The abstract models which serve as the theory are fleshed out with specific case studies and familiar dynamics.
Despite the complexity of the subject, "The 10,000 Year Explosion" is clearly written and compellingly argued. The book is devoted to refuting the idea that human evolution stopped 10,000 or 50,000 years ago, as some have argued. Rather, humans are constantly adapting to diseases, cultural innovations, and myriad other changes in the environment. As Cochran and Harpending point out in the Overview to their book, "humans have changed significantly in body and mind over recorded history. Sargon and Imhotep were different from you genetically as well as culturally."

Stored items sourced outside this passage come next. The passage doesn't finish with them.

PR #1801, opened 2024-02-29
fix: keep the update channel from being cleaned up

### LINKED ISSUE #1798: Headscale removes node after it was re-added
## Bug description

It seems there is an issue with nodes that are hopping between different networks. The most common scenario is a mobile device with a mobile network and WiFi connections. So when the node switches network, it sends an update and Headscale adds a new update channel for it. The problem is, that the new update channel rewrites the old one in the notifier instance before the cleanup of the old one takes place. So when it's time to close and delete the old channel, Headscale in fact removes the new one. I believe it's because there is no place for multiple update channels for a single node. If the node is fast enough to send a new update before the cleanup, the old channel will be overwritten, and the deferred remove procedure takes down the new one instead. Thus the node ends up offline and receives no updates from this point.

## Environment

- OS: Ubuntu 22.04 5.15.0-97-generic
- Headscale version: v0.23.0-alpha5
- Tailscale version: v1.60.0, but could be any actually

## To Reproduce

Swap any node between networks, make it send new updates. Observe how update channels change

## Logs and attachments

I've came up with some silly and naive quick-fix and I don't think it's a good one, because it may fix the outcome, but the original problem. Anyway, I haven't tested it yet, it's just an idea.

Firstly, we add a channel counter for each machine. 

```golang
type Notifier struct {
	l         sync.RWMutex
	nodes     map[string]chan<- types.StateUpdate
	connected map[key.MachinePublic]bool
	hits      map[key.MachinePublic]int // channel counter goes here
}

func NewNotifier() *Notifier {
	return &Notifier{
		nodes:     make(map[string]chan<- types.StateUpdate),
		connected: make(map[key.MachinePublic]bool),
		hits:      make(map[key.MachinePublic]int),
	}
}
```

Then we increment this counter in the AddNode function

```golang
func (n *Notifier) AddNode(machineKey key.MachinePublic, c chan<- types.StateUpdate) {
	log.Trace().Caller().Str("key", machineKey.ShortString()).Msg("acquiring lock to add node")
	defer log.Trace().
		Caller().
		Str("key", machineKey.ShortString()).
		Msg("releasing lock to add node")

	n.l.Lock()
	defer n.l.Unlock()

	n.nodes[machineKey.String()] = c
	n.connected[machineKey] = true
	n.hits[machineKey]++  // increment counter

	log.Trace().
		Str("machine_key", machineKey.ShortString()).
		Int("open_chans", len(n.nodes)).
		Int("chan_hits", n.hits[machineKey]).
		Msg("Added new channel")
}
```

And finally, we decrement the counter in the RemoveNode and remove the node completely only if it was the last one

```golang
func (n *Notifier) RemoveNode(machineKey key.MachinePublic) {
	log.Trace().Caller().Str("key", machineKey.ShortString()).Msg("acquiring lock to remove node")
	defer log.Trace().
		Caller().
		Str("key", machineKey.ShortString()).
		Msg("releasing lock to remove node")

	n.l.Lock()
	defer n.l.Unlock()

	if len(n.nodes) == 0 {
		return
	}

        // only decrement counter if there was more than one channel
	if n.hits[machineKey] > 1 {
	    n.hits[machineKey]--

        log.Trace().
            Str("machine_key", machineKey.ShortString()).
                Int("open_chans", len(n.nodes)).
                Int("chan_hits", n.hits[machineKey]).
                Msg("Held channel")

            return;
        }

        // remove the channel if it's the last one indeed
	delete(n.nodes, machineKey.String())
	n.connected[machineKey] = false
	n.hits[machineKey] = 0;

	log.Trace().
		Str("machine_key", machineKey.ShortString()).
		Int("open_chans", len(n.nodes)).
		Msg("Removed channel")
}
```

eNdiD:
- add counter in Notifier for every machineKey
- do not remove channel if counter is more than 1

- [ ] added unit tests
- [ ] added integration tests
- [ ] updated CHANGELOG.md

Fixes #1798


kradalby:
I dont think this is relevant after the last betas, thanks.

PR #1812, opened 2024-03-05
add PKCE verifier for OIDC

Rorical:
https://www.rfc-editor.org/rfc/rfc7636.html
To fix the error "Could not exchange code for the token" when using the PKCE method, a verifier should be generated and used during the authentication process. 

- [ ] added unit tests
- [ ] added integration tests
- [ ] updated CHANGELOG.md

## Summary by CodeRabbit

- **New Features**
	- Enhanced OpenID Connect (OIDC) registration and callback process with Proof Key for Code Exchange (PKCE) for improved security.
	- Introduced a new data structure, `RegistrationInfo`, to manage OIDC-related information effectively.

- **Bug Fixes**
	- Improved validation processes to ensure secure handling of authorization code exchanges.

### DIFF
--- a/config-example.yaml
+++ b/config-example.yaml
@@ -364,6 +364,11 @@ unix_socket_permission: "0770"
 #   allowed_users:
 #     - alice@example.com
 #
+#   # Optional: Enable PKCE (Proof Key for Code Exchange) support for enhanced security
+#   # and prevent CSRF attacks.
+#   # See https://datatracker.ietf.org/doc/html/rfc7636
+#   enable_pkce: false
+#
 #   # Map legacy users from pre-0.24.0 versions of headscale to the new OIDC users
 #   # by taking the username from the legacy user and matching it with the username
 #   # provided by the OIDC. This is useful when migrating from legacy users to OIDC
--- a/docs/ref/oidc.md
+++ b/docs/ref/oidc.md
@@ -45,6 +45,17 @@ oidc:
   allowed_users:
     - alice@example.com
 
+  # Optional: PKCE (Proof Key for Code Exchange) configuration
+  # PKCE adds an additional layer of security to the OAuth 2.0 authorization code flow
+  # by preventing authorization code interception attacks
+  pkce:
+    # Enable or disable PKCE support (default: false)
+    enabled: false
+    # PKCE method to use:
+    # - plain: Use plain code verifier
+    # - S256: Use SHA256 hashed code verifier (default, recommended)
+    method: S256
+
   # If `strip_email_domain` is set to `true`, the domain part of the username email address will be removed.
   # This will transform `first-name.last-name@example.com` to the user `first-name.last-name`
   # If `strip_email_domain` is set to `false` the domain part will NOT be removed resulting to the following
--- a/hscontrol/oidc.go
+++ b/hscontrol/oidc.go
@@ -28,12 +28,14 @@ import (
 )
 
 const (
-	randomByteSize = 16
+	randomByteSize           = 16
+	defaultOAuthOptionsCount = 3
 )
 
 var (
 	errEmptyOIDCCallbackParams = errors.New("empty OIDC callback params")
 	errNoOIDCIDToken           = errors.New("could not extract ID Token for OIDC callback")
+	errNoOIDCRegistrationInfo  = errors.New("could not get registration info from cache")
 	errOIDCAllowedDomains      = errors.New(
 		"authenticated principal does not match any allowed domain",
 	)
@@ -47,11 +49,17 @@ var (
 	errOIDCNodeKeyMissing = errors.New("could not get node key from cache")
 )
 
+// RegistrationInfo contains both machine key and verifier information for OIDC validation.
+type RegistrationInfo struct {
+	MachineKey key.MachinePublic
+	Verifier   *string
+}
+
 type AuthProviderOIDC struct {
 	serverURL         string
 	cfg               *types.OIDCConfig
 	db                *db.HSDatabase
-	registrationCache *zcache.Cache[string, key.MachinePublic]
+	registrationCache *zcache.Cache[string, RegistrationInfo]
 	notifier          *notifier.Notifier
 	ipAlloc           *db.IPAllocator
 	polMan            policy.PolicyManager
@@ -87,7 +95,7 @@ func NewAuthProviderOIDC(
 		Scopes: cfg.Scope,
 	}
 
-	registrationCache := zcache.New[string, key.MachinePublic](
+	registrationCache := zcache.New[string, RegistrationInfo](
 		registerCacheExpiration,
 		registerCacheCleanup,
 	)
@@ -157,18 +165,35 @@ func (a *AuthProviderOIDC) RegisterHandler(
 
 	stateStr := hex.EncodeToString(randomBlob)[:32]
 
-	// place the node key into the state cache, so it can be retrieved later
-	a.registrationCache.Set(
-		stateStr,
-		machineKey,
-	)
+	// Initialize registration info with machine key
+	registrationInfo := RegistrationInfo{
+		MachineKey: machineKey,
+	}
 
-	// Add any extra parameter provided in the configuration to the Authorize Endpoint request
-	extras := make([]oauth2.AuthCodeOption, 0, len(a.cfg.ExtraParams))
+	extras := make([]oauth2.AuthCodeOption, 0, len(a.cfg.ExtraParams)+defaultOAuthOptionsCount)
+	// Add PKCE verification if enabled
+	if a.cfg.PKCE.Enabled {
+		verifier := oauth2.GenerateVerifier()
+		registrationInfo.Verifier = &verifier
 
+		extras = append(extras, oauth2.AccessTypeOffline)
+
+		switch a.cfg.PKCE.Method {
+		case types.PKCEMethodS256:
+			extras = append(extras, oauth2.S256ChallengeOption(verifier))
+		case types.PKCEMethodPlain:
+			// oauth2 does not have a plain challenge option, so we add it manually
+			extras = append(extras, oauth2.SetAuthURLParam("code_challenge_method", "plain"), oauth2.SetAuthURLParam("code_challenge", verifier))
+		}
+	}
+
+	// Add any extra parameters from configuration
 	for k, v := range a.cfg.ExtraParams {
 		extras = append(extras, oauth2.SetAuthURLParam(k, v))
 	}
+
+	// Cache the registration info
+	a.registrationCache.Set(stateStr, registrationInfo)
 
 	authURL := a.oauth2Config.AuthCodeURL(stateStr, extras...)
 	log.Debug().Msgf("Redirecting to %s for authentication", authURL)
@@ -203,7 +228,7 @@ func (a *AuthProviderOIDC) OIDCCallbackHandler(
 		return
 	}
 
-	idToken, err := a.extractIDToken(req.Context(), code)
+	idToken, err := a.extractIDToken(req.Context(), code, state)
 	if err != nil {
 		http.Error(writer, err.Error(), http.StatusBadRequest)
 		return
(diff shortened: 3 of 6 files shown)


kradalby:
I imagine this can go in and be rebased on top of #2020, whenever that is ready.

kradalby:
@Rorical if you have time to rebase this in the next few days, then it might be able to make it into the next release.

Rorical:
Testing and documentation will be added soon

config-example.yaml
```diff
@@ -369,6 +369,11 @@ unix_socket_permission: "0770"
 #   allowed_users:
 #     - alice@example.com
 #
+#   # Optional: Enable PKCE (Proof Key for Code Exchange) support for enhanced security
+#   # and prevent CSRF attacks.
+#   # See https://datatracker.ietf.org/doc/html/rfc7636
+#   enable_pkce: false
```
kradalby, line 375: If it is default off, I think we can leave it uncommented.

Are there any requirements to use this on the OIDC provider side? Should this just be on by default? what is the pro/con for having it as a default?

I think also this should be called:
```
pkce:
  enabled: false
```
to align with our config language.

hscontrol/oidc.go
```diff
@@ -157,15 +164,32 @@ func (a *AuthProviderOIDC) RegisterHandler(
...
+
+	// Add PKCE verification if enabled
+	if a.cfg.EnablePKCE {
+		verifier := oauth2.GenerateVerifier()
+		registrationInfo.Verifier = &verifier
+		extras = append(extras,
+			oauth2.AccessTypeOffline,
+			oauth2.S256ChallengeOption(verifier),
+		)
+	}
```
kradalby, line 187: This prealloc logic seems a bit unnecessary from a readability vs actual performance impact, I'm in favour of a simpler implementation:

```suggestion
	var extras []oauth2.AuthCodeOption

	// Add PKCE verification if enabled
	if a.cfg.EnablePKCE {
		verifier := oauth2.GenerateVerifier()
		registrationInfo.Verifier = &verifier
		extras = append(extras,
			oauth2.AccessTypeOffline,
			oauth2.S256ChallengeOption(verifier),
		)
	}
```

hscontrol/oidc.go
```diff
@@ -449,8 +485,8 @@ func (a *AuthProviderOIDC) createOrUpdateUserFromClaim(
 	// look it up by username. This should only be needed once.
 	// This branch will presist for a number of versions after the OIDC migration and
 	// then be removed following a deprecation.
-	// TODO(kradalby): Remove when strip_email_domain and migration is removed
```
kradalby, line 452: This change looks unrelated

integration/auth_oidc_test.go
```diff
@@ -524,6 +524,114 @@ func TestOIDC024UserCreation(t *testing.T) {
...
+
+	sort.Slice(listUsers, func(i, j int) bool {
+		return listUsers[i].Id < listUsers[j].Id
+	})
+
+	if diff := cmp.Diff(want, listUsers, cmpopts.IgnoreUnexported(v1.User{}), cmpopts.IgnoreFields(v1.User{}, "CreatedAt")); diff != "" {
+		t.Fatalf("unexpected users: %s", diff)
+	}
+
+	// Test that PKCE verifier was properly used in authentication
```
kradalby, line 617: How does this test verify that the PKCE works properly? this test looks more or less the same as the normal test, but with the option enabled?

I would expect two test cases:
- One with the option enabled, and where the client is joined correctly
- One with the option enabled, where the verification fails and the client is not joined

Rorical: MockOIDC seems automatically handle code_challenge parameter for pkce, so I expect that normal test should work in this case.

kradalby: Thats fine, but we need to make sure that a node is denied if the pkce is wrong/not valid to ensure that the feature works.

Rorical: PKCE verifier is used by OIDC provider to check the validity of client. E.G. if any man-in-middle attack is performed to sniff the authorization code, then it can be used to get access token. Do you mean that "pkce is wrong/not valid" refers that we fake a pkce verifier in headscale to check if the OIDC provider can deny that request?

docs/ref/oidc.md
```diff
@@ -45,11 +45,16 @@ oidc:
...
   # by preventing authorization code interception attacks
-  # See https://datatracker.ietf.org/doc/html/rfc7636
-  enable_pkce: false
+  pkce:
+    # Enable or disable PKCE support (default: false)
+    enabled: false
+    # PKCE method to use:
+    # - plain: Use plain code verifier
+    # - S256: Use SHA256 hashed code verifier (default, recommended)
+    method: S256
```
kradalby, line 57: Can we call this SHA256? is there a reason why it is S256?

kradalby: Apparently the standard, ignore this.

kradalby:
@Rorical any opportunity to look at the integration tests that are failing? You probably also need to rebase to get a docker fix that broke all the builds.

Rorical:
Apologize for the delay. The failing test proves to be harder to implement for me, as I can not get the nix test working for me.

kradalby:
No worries, can you do:
```
cd cmd/gh-action-integration-generator
go generate
```

and commit the updated workflow? this will run the new tests, I will get to reviewing a bit later, thank you!

Rorical:
The test should works now. Is it possible to still make this change into v0.24.0? I really need this feature to have my instance continue working...

kradalby:
If the tests pass, I can try to review it tomorrow, but I am hesitant adding it this late in the release cycle and adding new features in beta, so I won't guarantee it.

config-example.yaml
kradalby: Good, the example needs to be updated

integration/auth_oidc_test.go
```diff
@@ -534,6 +539,211 @@ func TestOIDC024UserCreation(t *testing.T) {
...
+		log.Printf("RoundTrip error: %v", err)
+
+		return nil, err
+	}
+	log.Printf("Response status: %s", resp.Status)
+
+	return resp, err
+}
+
+func TestOIDCAuthenticationWithPKCEVerifierTampering(t *testing.T) {
```
kradalby, line 685: I think the challenge with this test is that it doesnt verify that the test work, since the positive test uses the tailscale client, while the negative test does something completely different by running a http client. 

I am conflicted, I am not sure if this tests does what is needed, but not sure how we can achieve it with the client.

kradalby (commented):
I am not really sure about the tests, but I did test this with my setup and `kanidm` and it does work.

integration/auth_oidc_test.go
Rorical: Well, actually the negative test does something completely same as the positive test did, however the only difference is that I tried to modify the request from user to oidc server (with a custom http transport). The whole redirection logic is completely same:

1. User request login from tailscale
2. tailscale request headscale, headscale return machinekey `headscale.instance/register/mkey:xxxxxxxxxxx`
3. user request register endpoint, the endpoint redirect user to oidc login `oidc.instance/oidc/authorize?xxxxxx`
4. oidc server process request and redirect to headscale `headscale.instance/oidc/callback?xxxxxx`

What the http client did is that it modify the parameter `code_challenge` for the third step, so the login request from the headscale redirection is invalid. This is what we did to mimic MiTM. The oidc server will still proceed, but the response will not pass the code verifier stored inside headscale instance.

This is an actual log generated by the test:
```
2024/12/19 16:33:53 running tailscale up for user user1
2024/12/19 16:33:53 ts-unstable-dnh7da running tailscale up
2024/12/19 16:34:23 ts-unstable-dnh7da login url: https://172.22.0.5:8080/register/mkey:809f6ad985579a4ccabf7ee7880e20c7efb049c6f952dd174b6c93f617c50d1f
2024/12/19 16:34:23 ts-unstable-dnh7da logging in with url
2024/12/19 16:34:23 RoundTrip: GET https://172.22.0.5:8080/register/mkey:809f6ad985579a4ccabf7ee7880e20c7efb049c6f952dd174b6c93f617c50d1f
2024/12/19 16:34:23 Processing GET request
2024/12/19 16:34:23 No code_challenge found in GET query params
2024/12/19 16:34:23 Response status: 302 Found
2024/12/19 16:34:23 RoundTrip: GET http://172.22.0.3:34663/oidc/authorize?access_type=offline&client_id=superclient&code_challenge=6cg09A-VPrE-wgpCxUtfArY6ammErUF4vP3A2LXsm1M&code_challenge_method=S256&redirect_uri=https%3A%2F%2Fhs-oidcauthpkce-lrbl4l%3A8080%2Foidc%2Fcallback&response_type=code&scope=openid+profile+email&state=dcf4af7abc68da1876db3617094bf63b
2024/12/19 16:34:23 Processing GET request
2024/12/19 16:34:23 Found GET verifier: 6cg09A-VPrE-wgpCxUtfArY6ammErUF4vP3A2LXsm1M
2024/12/19 16:34:23 Modified URL to: http://172.22.0.3:34663/oidc/authorize?access_type=offline&client_id=superclient&code_challenge=6cg09A-VPrE-wgpCxUtfArY6ammErUF4vP3A2LXsm1M_tampered&code_challenge_method=S256&redirect_uri=https%3A%2F%2Fhs-oidcauthpkce-lrbl4l%3A8080%2Foidc%2Fcallback&response_type=code&scope=openid+profile+email&state=dcf4af7abc68da1876db3617094bf63b
2024/12/19 16:34:23 Response status: 302 Found
2024/12/19 16:34:23 RoundTrip: GET https://hs-oidcauthpkce-lrbl4l:8080/oidc/callback?code=bzi7BK5ZeYWCS3J7Es0PTIkKZ5riN4yP&state=dcf4af7abc68da1876db3617094bf63b
2024/12/19 16:34:23 Processing GET request
2024/12/19 16:34:23 No code_challenge found in GET query params
2024/12/19 16:34:23 Response status: 400 Bad Request
2024/12/19 16:34:23 ts-unstable-dnh7da response code of oidc login request was 400 Bad Request
2024/12/19 16:34:23 body: could not exchange code for token: oauth2: "invalid_grant" "Invalid code verifier. Code challenge did not match hashed code verifier."
2024/12/19 16:34:23 auth got error: status code not OK
```

kradalby: Unless I am really missing something, I think what bothers me is that it isnt the tailscale client that is doing the request, but a `httpClient.Do(req)`. I think the "correct" way to do this is to have the request go through a proxy and that could be passed as an option to hsic or tsic. where you can give it a func that will modify the requests.

That way we can have unmodified (and only one version of) `runTailscaleUp`, and have failing and passing nodes in the same test, some just get tampered with and some dont, compared to a dedicated test for each.

This is a lot of code that is very specific to one test, and a proxy in between headscale and tailscale for tampering would be quite useful. 

I dont want to put it on you to have to write that for this test tho, so I wonder if we will do the following: 

- Can you squash up the commits so there is two commits:
  - one with the code change, changelog and doc/config changes
  - one with the tests
- Make a PR with only the code change commit
- Make a draft PR with the tests
- Make an issue about adding a tampering proxy for headscale integration tests and tag the draft PR.

Then we can merge the code change without tests for now, and do it in a generic way so we dont have to maintain a lot of specific code.

config-example.yaml
```diff
@@ -364,6 +364,11 @@ unix_socket_permission: "0770"
 #   allowed_users:
 #     - alice@example.com
 #
+#   # Optional: Enable PKCE (Proof Key for Code Exchange) support for enhanced security
```
kradalby, line 367: This part needs updating to align with the config.go and docs.

kradalby (changes requested):

integration/auth_oidc_test.go
Rorical: Ok, I see your point. by that way we can have a proxy which could also be useful for some other tests.

Rorical:
I suggest to include the positive test for the code change PR, since it does not require the proxy feature

kradalby:
Yes let’s keep the positive one, thanks
 Sent from Proton Mail for iOS 
On Sun, Dec 22, 2024 at 15:39, Rorical ***@***.***&gt; wrote:   I suggest to include the positive test for the code change PR, since it does not require the proxy feature —

Rorical:
I'm trying to open a new PR for this.

Rorical:
Closed due to #2314

PR #1815, opened 2024-03-06
Defaults to deny all rather than accept all if no acl policy defined

### LINKED ISSUE #1814: Default to a FilterDenyAll instead of tailcfg.FilterAllowAll if no acl policy defined
## Why

If no acl policy is defined then headscale defaults to `tailcfg.FilterAllowAll` which allows all devices visibility of all other devices and the ability to communicate with them on any protocol. This complete openness does not appear to fit with a zero trust network design. A more robust default security response that locks down device visibility and communication would be a more appropriate response.

## Description

Proposal is to do following in `hscontrol > policy > acts.go`:
 - add a new `tailcfg.FilterRule` of `FilterDenyAll` (as no appropriate policy appears to be available within tailscale);
 - update the `GenerateFilterAndSSHRules` so that if there is no policy defined headscale now:
    - logs a warning message of `Default deny all ACL rules being applied`;
    - defaults to the `FilterDenyAll` rather than `tailcfg.FilterAllowAll`.

The proposed `FilterDenyAll` would be:
```
var FilterDenyAll = []tailcfg.FilterRule{
	{
		SrcIPs:  []string{},
		SrcBits: nil,
	},
}
```

andy-netltd:
- [ ] added unit tests
- [ ] added integration tests
- [x] updated CHANGELOG.md

Fixes #1814.

### DIFF
--- a/CHANGELOG.md
+++ b/CHANGELOG.md
@@ -39,6 +39,7 @@ after improving the test harness as part of adopting [#1460](https://github.com/
   - `/var/lib/headscale` and `/var/run/headscale` is no longer created automatically, see [container docs](./docs/running-headscale-container.md)
 - Prefixes are now defined per v4 and v6 range. [#1756](https://github.com/juanfont/headscale/pull/1756)
   - `ip_prefixes` option is now `prefixes.v4` and `prefixes.v6`
+- If no acl policy defined now defaults to deny all rather than allow all for device visibility and ability to communicate on any protocol. [#1814](https://github.com/juanfont/headscale/pull/1814)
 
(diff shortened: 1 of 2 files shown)


kradalby:
Tailscale has a default allow policy and we will adhere to the same as upstream.

aemaeth2501:
Hello,
Although I fully understand the will to adhere to tail scale concepts:
- there is no "reject" capabilities in ACL ATM which renders complicated access control
- can't this change of policy be configurable through an option in the config file?

Please see no offense in my remark, I love this soft !

PR #1823, opened 2024-03-12
feat: derpmap field in config

gdraganic:
- [ ] added unit tests
- [ ] added integration tests
- [ ] updated CHANGELOG.md

Currently DERP map can be set only from URLs or local yaml config paths. This PR adds a simple and optional `DERPMap` config field which allows setting initial DERP map which is useful when using headscale programatically. 

## Summary by CodeRabbit

- **New Features**
	- Enhanced configuration capabilities with the addition of a `DERPMap` field in the DERP configuration.
	- Improved logic in the DERP map retrieval process to prevent runtime errors by excluding nil values.

### DIFF
--- a/hscontrol/derp/derp.go
+++ b/hscontrol/derp/derp.go
@@ -82,6 +82,9 @@ func mergeDERPMaps(derpMaps []*tailcfg.DERPMap) *tailcfg.DERPMap {
 
 func GetDERPMap(cfg types.DERPConfig) *tailcfg.DERPMap {
 	var derpMaps []*tailcfg.DERPMap
+	if cfg.DERPMap != nil {
+		derpMaps = append(derpMaps, cfg.DERPMap)
+	}
 
 	for _, path := range cfg.Paths {
 		log.Debug().
--- a/hscontrol/types/config.go
+++ b/hscontrol/types/config.go
@@ -179,6 +179,7 @@ type DERPConfig struct {
 	STUNAddr                           string
 	URLs                               []url.URL
 	Paths                              []string
+	DERPMap                            *tailcfg.DERPMap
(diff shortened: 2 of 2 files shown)


kradalby:
Hi sorry, I've missed this, you can already load DERP config via file, so another method seems excessive, I don't think we will include this.

Tpuljak:
@kradalby I understand it can be loaded from a file, but that's a bit awkward when using headscale programmatically (as a lib). It would require the application to first write a file and then load it. Additionally, it provides more overhead if the configuration has to be updated after it was already written.

From the looks of it, the PR wouldn't undermine loading the map from file, it simply allows users to add an initial derp map as an argument of the config.

kradalby:
When you say lib, do you mean as part of a go program? because in that case you can just import it and override yourself. 

I still dont think we will include this, sorry.

Tpuljak:
> When you say lib, do you mean as part of a go program? because in that case you can just import it and override yourself.

[This](https://github.com/daytonaio/daytona/blob/main/pkg/server/headscale/config.go#L23) is how we set the initial config in Daytona and the use it to initialize the server [here](https://github.com/daytonaio/daytona/blob/main/pkg/server/headscale/server.go#L68). It would be great if we could just add DERPMap to the initial cfg as well.

kradalby:
Ok fair, sorry, in my head I thought it would expose it to users via the config, as long as we dont let users set it via config.yaml, it is ok.

kradalby (approved):

Tpuljak:
> Ok fair, sorry, in my head I thought it would expose it to users via the config, as long as we dont let users set it via config.yaml, it is ok.

Thanks!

At some level, the idea is plainly correct. Sickle cell anemia, for example, results from an adaptation to malaria. Those who had the gene were more likely to live long enough to have offspring, so the genes that code for malaria resistance are much more frequent in populations originating from areas where malaria has been historically common.
The same principle explains why the New World's inhabitants were almost completely wiped out by diseases imported from the Old World--by some estimates, mortality approached 90% of the pre-1492 population of North America and South America. The denizens of the Old World had been pastoralists and farmers much longer than their New World counterparts, and so had been exposed to a host of nasty diseases that originate from domesticated animals (e.g., smallpox). The farmers who were lucky enough to have a genetic adaptation that could resist the diseases passed the adaptation along to their offspring, and over hundreds or thousands of years the genetic defense swept through the whole population. By the time Columbus reached the New World, he and has compatriots had evolved to resist the Old World's diseases.